Their findings, shared exclusively with MIT Technology Review, show a worrying trend: AI’s data practices risk concentrating power overwhelmingly in the hands of a few dominant technology companies.
In the early 2010s, data sets came from a variety of sources, says Shayne Longpre, a researcher at MIT who is part of the project.
It came not just from encyclopedias and the web, but also from sources such as parliamentary transcripts, earning calls, and weather reports. Back then, AI data sets were specifically curated and collected from different sources to suit individual tasks, Longpre says.
Then transformers, the architecture underpinning language models, were invented in 2017, and the AI sector started seeing performance get better the bigger the models and data sets were. Today, most AI data sets are built by indiscriminately hoovering material from the internet. Since 2018, the web has been the dominant source for data sets used in all media, such as audio, images, and video, and a gap between scraped data and more curated data sets has emerged and widened.
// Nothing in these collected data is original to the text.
PR #1102, opened 2022-08-10
Testing MacOS release Validation Automation

weiwangmeta:
On a ARM based MacOS, download miniconda, create conda env, install pytorch, and do import pytorch.

PR #1115, opened 2022-08-29
[WIP] Release smoke test validation windows

izaitsevfb:
This is a first quick and dirty solution, in the venue of #1101 and #1102.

“In foundation model development, nothing seems to matter more for the capabilities than the scale and heterogeneity of the data and the web,” says Longpre. The need for scale has also boosted the use of synthetic data massively.
The past few years have also seen the rise of multimodal generative AI models, which can generate videos and images. Like large language models, they need as much data as possible, and the best source for that has become YouTube.
For video models, as you can see in this chart, over 70% of data for both speech and image data sets comes from one source.
This could be a boon for Alphabet, Google’s parent company, which owns YouTube. Whereas text is distributed across the web and controlled by many different websites and platforms, video data is extremely concentrated in one platform.